ST is already a member

4956

This is just this already, you don't need to query it

4957–4958
llvm/lib/Target/AMDGPU/SIRegisterInfo.cpp
2206–2207

Indentation's off

2213

Indentation's off

yassingh updated this revision to Diff 533866.Jun 22 2023, 11:28 PM
  • review comments
yassingh updated this revision to Diff 533868.Jun 22 2023, 11:31 PM

Reuploading diff

yassingh added inline comments.Jun 22 2023, 11:33 PM
llvm/lib/Target/AMDGPU/SIRegisterInfo.cpp
2206–2207

clang format as well arc undos this indentation.

2213

same

arsenm accepted this revision.Jun 23 2023, 5:41 AM

lgtm with nits

llvm/lib/Target/AMDGPU/SIFrameLowering.cpp
70

Documentation comment for what IncludeScratchCopy is

llvm/lib/Target/AMDGPU/SIRegisterInfo.cpp
2206–2207

Well it's clearly wrong, so just manually fix it

2213

Well it's clearly wrong, so just manually fix it

This revision is now accepted and ready to land.Jun 23 2023, 5:41 AM
yassingh updated this revision to Diff 534586.Jun 26 2023, 8:50 AM

Review comments and fix formatting

cdevadas added inline comments.Jun 28 2023, 6:32 AM
llvm/lib/Target/AMDGPU/SIRegisterInfo.cpp
2139

No need for braces in case of a single instruction.

2147

Wrong indentation.

2205

Avoid braces.

yassingh updated this revision to Diff 535427.Jun 28 2023, 8:33 AM

rebase and formatting

cdevadas accepted this revision.Jun 28 2023, 8:55 AM
arsenm added inline comments.Jun 29 2023, 4:17 AM
llvm/lib/Target/AMDGPU/SIInstructions.td
901

Should be marked convergent

yassingh updated this revision to Diff 536981.Jul 4 2023, 1:17 AM

Mark SI_SPILL_WWM_V32 convergent, rebase.

yassingh added inline comments.
llvm/test/CodeGen/MIR/AMDGPU/long-branch-reg-all-sgpr-used.ll
42 ↗(On Diff #536981)

We are using sgpr100, sgpr101 in our code below using inline asm calls why not sure what do they mean here?
cc @cdevadas

307 ↗(On Diff #536981)

@crobeck I believe this test is now not serving the purpose you added it for.

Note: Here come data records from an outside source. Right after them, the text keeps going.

PR #892, opened 2026-08-21
fix: require consent before uninstalling data

### LINKED ISSUE #772: jarvis-uninstall.sh deletes all user data with no prompt or backup
Description: `scripts/install/jarvis-uninstall.sh` runs `rm -rf "$OPENJARVIS_HOME"` unconditionally, with no confirmation prompt, no `--dry-run`, and no backup (lines 27-29). Because the install root and the data root are the same directory (`~/.openjarvis`), this instantly and irrecoverably destroys `config.toml`, `SOUL.md`/`MEMORY.md`/`USER.md`, `skills/`, `scheduler.db`, `telemetry.db`, and `connectors/*.json` OAuth refresh tokens. The script's header comment only lists directories being removed and gives no hint that personal data is included.

```bash
if [[ -d "$OPENJARVIS_HOME" ]]; then
    rm -rf "$OPENJARVIS_HOME"
    echo "Removed $OPENJARVIS_HOME"
fi
```

Steps to Reproduce:
1. Have a populated `~/.openjarvis` (config, stored memory facts, connected OAuth tokens).
2. Run `scripts/install/jarvis-uninstall.sh` (or `jarvis-uninstall` if installed as a shim).
3. Observe the entire directory is deleted immediately with no prompt of any kind and no way to recover it.

Expected Behavior: The uninstaller warns what will be deleted (config, memory, skills, databases, OAuth tokens) and requires explicit confirmation before deleting, with a non-interactive opt-out flag for scripted use.

Actual Behavior: It deletes everything unconditionally the moment it runs.

Environment: OpenJarvis @ 1ca3ec6 (main), bash, Windows 11 (WSL/Git Bash) or any POSIX shell - platform-independent, the script is POSIX shell and applies to any OS it runs on.

Suggested fix: Add a confirmation prompt that lists exactly what will be deleted before the `rm -rf`, gated so it only fires when `$OPENJARVIS_HOME` exists, plus a `-y`/`--yes` flag to skip the prompt for scripted/non-interactive use; declining aborts with no deletion. A local patch doing this is available if useful.

ElliotSlusky:
## Summary
- warn exactly which config, memory, skill, database, and connector credential data will be deleted
- require the user to type `yes`, with `-y`/`--yes` as the explicit automation opt-out
- abort without deleting data or shims when confirmation is declined
- refuse install roots resolving to `/` or the user home

## Validation
- full Python installer suite — 60 passed
- shell syntax check passed

Fixes #772


ElliotSlusky:
Appended the destructive-root blocker fix in `224e1d5`.

Reproduction on `779e00d` used a real temporary sandbox with `HOME=/tmp/.../users/alice` and `OPENJARVIS_HOME=/tmp/.../users`: `--yes` exited 0 and recursively deleted the entire `users` directory, including a sibling `bob/sibling-data` sentinel.

The uninstaller now rejects the user's home and every ancestor of it, rejects known broad system/temp roots, and requires a real non-symlinked installer state file containing a known completed OpenJarvis install stage. Recursive deletion uses the exact physical path that passed those checks. `--yes` remains supported for both the default and a valid custom owned root.

Validation:
- 100 installer/deployment tests passed
- adversarial subprocess tests exercise an ancestor target with a sibling sentinel, unowned custom data, and a symlinked fake ownership marker
- `bash -n` clean
- Ruff check/format clean for the Python tests

PR #896, opened 2026-08-21
fix: require desktop inference consent

### LINKED ISSUE #274: Allow inference source during setup of Desktop App
### Problem Statement

I have no intention of allowing the desktop app to automatically install any software, especially not Ollama. 

Image

### Proposed Solution

Allow us to configure the backend before startup instead of automatically trying to install Ollama.

### Primitive Area

Frontend

### Alternatives Considered

_No response_

ElliotSlusky:
## Summary

- keep fresh desktop installs inert until the user explicitly chooses an inference source
- require a separate, clearly disclosed confirmation before Ollama can start or download a model
- let users configure an OpenAI-compatible endpoint before backend startup, with safe Back/Cancel paths
- persist the selected source before starting, while preserving automatic startup for returning users with an explicit saved config
- reject missing, malformed, and implicit `{}` configs on both the app-launch and `start_backend` paths

Fixes #274

## Validation

- `npm test` — 59 passed
- `npx tsc --noEmit`
- `npm run build`
- `cargo test` — 35 passed (using the CommandLineTools compiler/SDK directly because this host has the Xcode GUI license prompt pending)
- `git diff --check`


ElliotSlusky:
Appended the setup-recovery blocker fix in `9d2fbd5`.

The prior flow persisted a first-run source before asynchronous boot, treated `start_backend` task creation as success, and exposed no way out of the progress/error screen. A bad custom URL or failed Ollama/model startup therefore survived relaunch and replayed the same failure.

The recovery contract is now transactional:
- first-run choices are staged as unconfirmed and become confirmed only after the complete backend reaches `ready`
- every failed/aborted pending boot rolls its config back; an interrupted pending choice is also discarded on relaunch, while legacy and previously confirmed returning-user configs remain trusted
- boot tasks are tracked and abortable, so “Change inference source” cancels endpoint/model work before child processes are stopped
- the setup screen exposes that action throughout startup and on errors; reset stops children, clears the choice, resets status, and returns to the inert chooser
- an immediate `start_backend` rejection also rolls back the staged choice

Validation:
- frontend: 61 tests passed
- TypeScript + Tauri production build passed
- Rust: 37 tests passed, including pending-config rollback and tracked-task cancellation
- `cargo fmt --check` and `git diff --check` clean
- Rust tests used the standalone CommandLineTools compiler/SDK because the GUI Xcode license remains pending on this host

ElliotSlusky:
Repair appended at `00eae1d833f6038015efdd2260086b95c4e00ab9`.

Security/lifecycle repair:
- first-run custom API keys are staged in a dedicated OS secure-storage slot and injected only into the managed child process;
- the durable `<ENGINE>_API_KEY` is promoted only after all readiness gates pass;
- cancellation, reset, startup failure, and config-write failure discard the staged key while preserving any pre-existing provider key;
- cloud-key hot reload now requires both `server_ready` and a live `jarvis` child owned by this desktop process, so a responsive port-8000 squatter never receives raw credentials;
- first-run setup with a staged key refuses to attach to an unowned healthy loopback server.

Verification:
- `cargo test` — 47 passed (includes stage/promote, failed-write restoration, cancel, reset, child-abort, and port-squatter regressions)
- `cargo check --tests` — passed
- `cargo fmt --check` — passed
- `npm test` — 61 passed
- `npm run build` — passed
- `npm run build:tauri` — passed
- `git diff --check` — passed

PR #827, opened 2026-08-19
fix: wire capability/rate-limit/audit enforcement into server + managed-agent paths

kire610:
The configured capability policy now reaches server, managed-agent, CLI, SDK, MCP, scheduler and learning execution paths with a stable caller identity. Shared/server profiles enable default-deny enforcement, and privileged tools and direct execution paths are checked before I/O. Rate-limit and denial events are included in the serialized audit chain.

This closes the remaining failure modes from #836: explicitly enabled capability enforcement cannot silently disappear when initialization fails; missing or invalid policy files stop startup; supplying only a policy path preserves the profile's enforcement defaults; canonical tool capabilities cannot be weakened by a ToolSpec; anonymous callers and explicitly empty per-agent policies cannot inherit default grants. Explicit user overrides remain honored. Personal profile capability enforcement remains opt-in. The exact baseline grants and caller identities are documented in the security guide.

The branch preserves the original PR history and incorporates current main plus #932's audit serialization, retaining the scheduling and stream lifecycle fixes already merged.

Validation:

- 1,889 passed and 7 optional cryptography skips across security, all server/agent/SDK/MCP tests and adjacent CLI/tool/learning paths.
- 58 final policy/config/factory tests passed, including the final explicitly empty agent policy regression.
- Ruff lint and format checks pass for the full source and test trees (1,370 files); git diff --check passes.
- Tests include denied/allowed real tool execution, managed and HTTP server paths, policy startup errors, direct execution/search gates, stable identities, rate-limit attribution and concurrent audit-chain verification. No live provider calls were required.

Fixes #836

PR #897, opened 2026-08-21
feat: add native dynamic weather tool

### LINKED ISSUE #392: native weather tool with OpenWeatherMap integration
### Problem Statement

OpenJarvis currently has no native weather tool. Users are forced to use shell_exec workarounds which are not dynamic, require manual API key injection, and have hardcoded city values.

A native weather tool should:
- Read API key from config.toml or environment variable
- Accept dynamic city/location from the user's query
- Return structured weather data (temperature, description, humidity, wind)
- Support metric and imperial units
- Support multiple languages
- Work seamlessly with all agents (simple, native_react, orchestrator)

Proposed config:
[tools.weather]
provider = "openweathermap"
api_key = "${OPENWEATHERMAP_API_KEY}"
default_location = "auto"
units = "metric"
lang = "de"

Example queries that should work:
- "What is the weather in Vienna?"
- "Aktuelles Wetter in Sankt Johann in Tirol"
- "Will it rain tomorrow in Innsbruck?"

### Proposed Solution

Add a native weather tool (src/openjarvis/tools/weather.py) that:
- Reads OPENWEATHERMAP_API_KEY from environment or config.toml
- Extracts city/location dynamically from the user query
- Returns structured weather data in the user's language
- Registers as a standard tool like web_search or shell_exec
- Works with all agents without shell_exec workarounds

### Primitive Area

Tools

### Alternatives Considered

shell_exec workaround with hardcoded city and manual API key injection —
not dynamic, not production-ready, hallucination risk when key missing.

ElliotSlusky:
OpenJarvis agents can now call `get_weather` for a dynamic city or city/country location, metric or imperial units, localized current conditions, and up to 120 hours of three-hour forecasts. The tool works through the shared tool resolver used by simple, native_react, and orchestrator agents. Non-secret defaults live in `[tools.weather]`; credentials come from the tool credentials store, `OPENWEATHERMAP_API_KEY`, or an existing Weather connector.

Weather requests use fixed OpenWeatherMap endpoints, validate arguments before network access, and declare their external data-boundary and `network:fetch` capability. Provider errors and HTTPX request logs redact API keys, including when INFO logging is enabled. Forecast responses are capped even if the provider ignores the requested count, and malformed connector and tool credential entries are ignored with safe connector fallback. The tool picker reports credential availability without exposing the key.

Reconciled the branch with current main, preserving the original PR history and both web-search credential providers. Weather registration now uses the literal registry key so the capability inventory audit recognizes it.

Validation:
- 287 focused weather, connector, configuration, credential, agent resolver, server, tool-registration, and data-boundary tests passed.
- Fourteen real TOML credential regressions cover numeric, list, boolean, and table values plus malformed sections, both without credentials and with a valid connector fallback; they preserve the file and prevent invalid network calls.
- Real HTTPX MockTransport checks verify credential-safe logging on both success and HTTP errors, unchanged outbound authentication, fixed endpoint selection, query encoding, and unaffected unrelated request logging.
- Ruff, full formatting check (1,365 files), and `git diff --check` passed.
- Documentation build passed.
- Full default suite before the final two-line malformed-tool-credential guard, in a freshly synced locked Python 3.12 environment with the native extension: 8226 passed, 62 skipped, 272 warnings in 159.63s (0:02:39). Live/cloud/hub tests were excluded.

Live OpenWeatherMap API access was not tested because no API credential was provided.

Fixes #392


ElliotSlusky:
Repair appended at `eaa17915c20dc4a646d5d41f5f64efc8c72b8d85`.

Reload-stability repair:
- `WeatherTool` now resolves the connector class, fetch function, and `WeatherAPIError` through the live connector module instead of stale imported identities;
- weather tests use the same module-qualified access;
- added a deterministic regression that clears/repopulates `ConnectorRegistry`, then verifies the actionable sanitized provider error is still caught and the API key is not exposed.

Verification:
- focused weather/connector/router/config/CLI/agent/server suite — 88 passed
- deterministic serial `tests/server/test_connectors_router.py tests/tools/test_weather.py` — 48 passed on #897
- synthetic #898 then #897 stack, same deterministic serial suite — 52 passed (the prior 3 failures are gone)
- Ruff check + format check — passed
- `git diff --check` — passed

Tanergurbuz369:
While testing a local build that merges this PR alongside #827 (capability gate fix), I found an integration hazard between the two that's worth flagging before either merges:

`WeatherTool` is registered with `@ToolRegistry.register(_TOOL_NAME)` (a module-level variable), here:

```python
_TOOL_NAME = "get_weather"
...
@ToolRegistry.register(_TOOL_NAME)
class WeatherTool(BaseTool):
```

#827 introduces `tests/security/test_capabilities.py::TestCapabilityPolicy::test_every_registered_builtin_has_an_explicit_inventory_entry`, which discovers registered tools by parsing source with `ast` and only recognizes `ToolRegistry.register("literal_string")` calls — a variable argument like `_TOOL_NAME` isn't picked up by that scan. Every other tool in the codebase registers with a literal string, so this one is the outlier.

Net effect: `get_weather` silently isn't counted as "registered" by that test's AST scan, so `DEFAULT_TOOL_CAPABILITIES` (in #827) has no matching entry for it and the new inventory test fails once both PRs land — even though the tool itself works fine at runtime.

Suggested fix, whichever PR merges second:

```python
@ToolRegistry.register("get_weather")
class WeatherTool(BaseTool):
```

(`_TOOL_NAME` can stay for the other internal uses — `tool_id`, `spec.name`, credential lookup — just the decorator argument needs to be the literal.)

Verified this both reproduces (test fails with both PRs merged) and this one-line change fixes it, in a disposable local branch — not proposing a PR against either of your branches, just flagging the interaction since neither PR alone would surface it in CI.

PR #935, opened 2026-09-02
Add voice interruption support to Jarvis GUI

MikeyWorldwide:
## Summary
- Ctrl+Space or the mic button now interrupts Jarvis mid-speech: kills TTS playback immediately, transitions to listening, and begins accepting the new command (natural conversational barge-in) instead of being ignored while speaking.
- `VoiceCore` now tracks a speak token so a stale utterance can never start/resume playback after an interruption, even if the interrupt lands while pyttsx3 is still synthesizing rather than already playing.

## Test plan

I tried freeing up s98 and s99(see below changes in the same file) expecting them to be used for 'longBranchReservedReg', but didn't work. Any pointers on why it might be?

yassingh updated this revision to Diff 538186.Jul 7 2023, 10:20 AM

Rebase before merge

This revision was landed with ongoing or failed builds.Jul 7 2023, 10:22 AM
This revision was automatically updated to reflect the committed changes.